[Saved entries]
PR #4838, opened 2020-06-19
Test that override_gid is working for subdomain

amore17:
When override_gid is set in sssd.conf in IPA domain section
Then it should also work for subdomain.  
Related: https://pagure.io/SSSD/sssd/issue/4061

### DIFF
--- a/ipatests/test_integration/test_sssd.py
+++ b/ipatests/test_integration/test_sssd.py
@@ -481,6 +481,34 @@ class TestSSSDWithAdTrust(IntegrationTest):
         for text in verify_in_stdout:
             assert text in second_res.stdout_text
 
+    @contextmanager
+    def override_gid_setup(self, gid):
+        sssd_conf_backup = tasks.FileBackup(self.master, paths.SSSD_CONF)
+        try:
+            with tasks.remote_sssd_config(self.master) as sssd_conf:
+                sssd_conf.edit_domain(self.master.domain,
+                                      'override_gid', gid)
+            tasks.clear_sssd_cache(self.master)
+            yield
+        finally:
+            sssd_conf_backup.restore()
+            tasks.clear_sssd_cache(self.master)
+
+    def test_override_gid_subdomain(self):
+        """Test that override_gid is working for subdomain
+
+        This is a regression test for sssd bug:
+        https://pagure.io/SSSD/sssd/issue/4061
+        """
+        tasks.clear_sssd_cache(self.master)
+        user = self.users['child_ad']['name']
+        gid = 10264
+        # verify the user can be retrieved initially
+        self.master.run_command(['id', user])
+        with self.override_gid_setup(gid):
+            test_gid = self.master.run_command(['id', user])
+            assert 'gid={id}'.format(id=gid) in test_gid.stdout_text
+
 
 class TestNestedMembers(IntegrationTest):
     num_clients = 1
--- a/ipatests/test_integration/test_sssd.py
+++ b/ipatests/test_integration/test_sssd.py
@@ -471,15 +471,19 @@ class TestSSSDWithAdTrust(IntegrationTest):
             "--matchrule='<ISSUER>{}'".format(cert_subject),
             "--domain={}".format(self.master.domain.name)
         ])
-        tasks.clear_sssd_cache(self.master)
-
-        # verify the user can be retrieved after the certmaprule is added
-        second_res = self.master.run_command(['id', self.users['ad']['name']])
-
-        assert first_res.stdout_text == second_res.stdout_text
-        verify_in_stdout = ['gid', 'uid', 'groups', self.users['ad']['name']]
-        for text in verify_in_stdout:
-            assert text in second_res.stdout_text
+        try:
+            tasks.clear_sssd_cache(self.master)
+            # verify the user can be retrieved after the certmaprule is added
+            second_res = self.master.run_command(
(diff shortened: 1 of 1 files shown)


flo-renaud:
Hi @amore17 
I believe the test failure is linked to the previous test `test_subdomain_lookup_with_certmaprule_containing_dn` which does not perform cleanup and leaves a certmap-rule.
You can either move your test before `test_subdomain_lookup_with_certmaprule_containing_dn` or fix by adding cleanup code that removes the certmap-rule.

flo-renaud:
Hi @amore17 
there are pycodestyle issues:
```
pycodestyle
-----------
./ipatests/test_integration/test_sssd.py:445:81: E501 line too long (82 > 80 characters)
./ipatests/test_integration/test_sssd.py:447:81: E501 line too long (81 > 80 characters)
```

ipatests/test_integration/test_sssd.py
```diff
@@ -75,6 +75,14 @@ def install(cls, mh):
...
             cls.users['child_ad']['name_tmpl'].format(
                 domain=cls.child_ad.domain.name))
+
+        # workaround for https://pagure.io/freeipa/issue/8294
+        # enable AES128 and AES256 encryption on AD
+        cmd = ("ksetup /setenctypeattr {0} AES128-CTS-HMAC-SHA1-96 "
+               "AES256-CTS-HMAC-SHA1-96")
+        cls.child_ad.run_command(cmd.format(cls.ad.domain.name))
+        cls.ad.run_command(cmd.format(cls.child_ad.domain.name))
+
```
flo-renaud, line 85: These steps will probably be needed by other tests using ad domain + child domain, I would put them in the tasks module.
The commit message can also be changed from "Related: http..." to "Fixes: http..."

ipatests/test_integration/test_sssd.py
```diff
@@ -432,15 +432,47 @@ def test_subdomain_lookup_with_certmaprule_containing_dn(self):
...
+            second_res = self.master.run_command(
+                ['id', self.users['ad']['name']])
+            assert first_res.stdout_text == second_res.stdout_text
+            verify_in_stdout = ['gid', 'uid', 'groups',
+                                self.users['ad']['name']]
+            for text in verify_in_stdout:
+                assert text in second_res.stdout_text
+        finally:
+            self.master.run_command(
+                ['ipa', 'certmaprule-del', "'{}'".format(cert_subject)])
```
flo-renaud, line 455: Can you extract the fix for this test `test_subdomain_lookup_with_certmaprule_containing_dn` in a separate commit and refer to https://pagure.io/SSSD/sssd/issue/3721 ?

flo-renaud:
Hi @amore17 
LGTM, you can remove the temp commit.

ipatests/pytest_ipa/integration/tasks.py
```diff
@@ -2297,3 +2297,14 @@ def get_sssd_version(host):
     """Get sssd version on remote host."""
     version = host.run_command('sssd --version').stdout_text.strip()
     return parse_version(version)
+
+
+def enable_encryption(host, domain_name):
```
kaleemsiddiqu, line 2302: @amore17 , @flo-renaud
Can we add ansible play for this in https://github.com/freeipa/freeipa-pr-ci/tree/master/ansible/roles/windows/common/tasks to enable AES on ad vms ?
This way we can avoid calling this every test suite

flo-renaud: The step is needed only when there is a subdomain, in this case https://github.com/freeipa/freeipa-pr-ci/blob/master/ansible/roles/windows/ad-subdomain/tasks/main.yml would be a better fit IMO.

kaleemsiddiqu: I think we need to enable AES krb5 communication on every AD vms as it has affected kinit with every, so we should add in common task.  We have added this on every AD vms in downstream.

amore17: Added : https://github.com/freeipa/freeipa-pr-ci/pull/380

ipatests/prci_definitions/temp_commit.yaml
```diff
@@ -68,7 +68,7 @@ jobs:
       class: RunPytest
       args:
         build_url: '{fedora-latest/build_url}'
-        test_suite: test_integration/test_REPLACEME.py
+        test_suite: test_integration/test_sssd.py::TestSSSDWithAdTrust
         template: *ci-master-latest
         timeout: 3600
         topology: *master_1repl_1client
```
netoarmando, line 74: @amore17 `test_sssd.py` requires `adroot_adchild_adtree_master_1client` as the topology.

flo-renaud:
Hi @amore17 
thanks for the PR, LGTM. Please remove the temp commit and I will ACK.

fcami:
master:

* 0dfb44c3c793623686258794c3c8fc8ec6216e29 ipatests : Test to verify override_gid works with subdomain.
* 4247fb9c73e940f459ab62dcd32157e6148c319e ipatests: xfail test with older versions of sssd
* ea7b8d66536e388152619c99f8cc83e3fd7e92b8 ipatests: cleanup in test_subdomain_lookup_with_certmaprule_containing_dn

fcami:
hi @amore17 both automatic backports failed, could you open backport PRs to ipa-4-6 and ipa-4-8 please?

PR #4839, opened 2020-06-19
ipa-client-install: use sshd drop-in configuration

flo-renaud:
### ipa-client-install: use sshd drop-in configuration

sshd 8.2+ now supports the "Include" keyword in sshd_config and
ships by default /etc/ssh/sshd_config with
"Include /etc/ssh/sshd_config.d/*"

As fedora 32 provides a config file in that directory (05-redhat.conf) with
ChallengeResponseAuthentication no
that is conflicting with IPA client config, ipa-client-install now needs
to make its config changes in a drop-in file read before 05-redhat.conf
(the files are read in lexicographic order and the first setting wins).

There is no need to handle upgrades from sshd < 8.2: if openssh-server
detects a customisation in /etc/ssh/sshd_config, it will not update
the file but create /etc/ssh/sshd_config.rpmnew and ask the admin
to manually handle the config upgrade.
    
Fixes: https://pagure.io/freeipa/issue/8304

### client install: fix broken sshd config

If ipa client was installed with openssh-server >= 8.2, the
configuration parameters for sshd were put in /etc/ssh/sshd_config
instead of in a snippet in /etc/ssh/sshd_config.d.
Upgrade to this new ipa version fixes the sshd conf by
moving the params to the snippet.

Related: https://pagure.io/freeipa/issue/8304

### DIFF
--- a/freeipa.spec.in
+++ b/freeipa.spec.in
@@ -1069,7 +1069,7 @@ fi
 %endif
 
 
-%triggerin client -- openssh-server
+%triggerin client -- openssh-server < 8.2
 # Has the client been configured?
 restore=0
 test -f '/var/lib/ipa-client/sysrestore/sysrestore.index' && restore=$(wc -l '/var/lib/ipa-client/sysrestore/sysrestore.index' | awk '{print $1}')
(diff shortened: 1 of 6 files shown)


abbra:
LGTM. Please remove the temporary commit.

flo-renaud:
@abbra 
thanks for the review. Temp commit removed and tests are green.

flo-renaud:
master:

* 3cf9979aec109e01ee470c22fbc7ca55bd8c2eb0 ipa-client-install: use sshd drop-in configuration
* 511f5194dcf12a64fc8a6c2791edc9c6cda2d926 client install: fix broken sshd config

PR #4840, opened 2020-06-20
handle Y2038 in timestamp to datetime conversions

abbra:
According to datetime.utcfromtimestamp() method documentation[1],
this and similar methods fail for dates past 2038 and can be replaced by
the following expression on the POSIX compliant systems:

  datetime(1970, 1, 1, tzinfo=timezone.utc) + timedelta(seconds=timestamp)

Make sure to use a method that at least allows to import the timestamps
properly to datetime objects on 32-bit platforms.

[1] https://docs.python.org/3/library/datetime.html#datetime.datetime.utcfromtimestamp

Fixes: to-be-filed

### DIFF
--- a/ipapython/ipautil.py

_About this exercise_.
All lines above from the one with "There is no" to the one with "3cf9979aec109e01ee470c22fbc7ca55bd8c2eb0 ipa-client-install: use", inclusive, should be copied exactly, and no other lines.

_Reply_.
There is no need to handle upgrades from sshd < 8.2: if openssh-server
detects a customisation in /etc/ssh/sshd_config, it will not update
the file but create /etc/ssh/sshd_config.rpmnew and ask the admin
to manually handle the config upgrade.
    
Fixes: https://pagure.io/freeipa/issue/8304

### client install: fix broken sshd config

If ipa client was installed with openssh-server >= 8.2, the
configuration parameters for sshd were put in /etc/ssh/sshd_config
instead of in a snippet in /etc/ssh/sshd_config.d.
Upgrade to this new ipa version fixes the sshd conf by
moving the params to the snippet.

Related: https://pagure.io/freeipa/issue/8304

### DIFF
--- a/freeipa.spec.in
+++ b/freeipa.spec.in
@@ -1069,7 +1069,7 @@ fi
 %endif
 
 
-%triggerin client -- openssh-server
+%triggerin client -- openssh-server < 8.2
 # Has the client been configured?
 restore=0
 test -f '/var/lib/ipa-client/sysrestore/sysrestore.index' && restore=$(wc -l '/var/lib/ipa-client/sysrestore/sysrestore.index' | awk '{print $1}')
(diff shortened: 1 of 6 files shown)


abbra:
LGTM. Please remove the temporary commit.

flo-renaud:
@abbra 
thanks for the review. Temp commit removed and tests are green.

flo-renaud:
master:

* 3cf9979aec109e01ee470c22fbc7ca55bd8c2eb0 ipa-client-install: use sshd drop-in configuration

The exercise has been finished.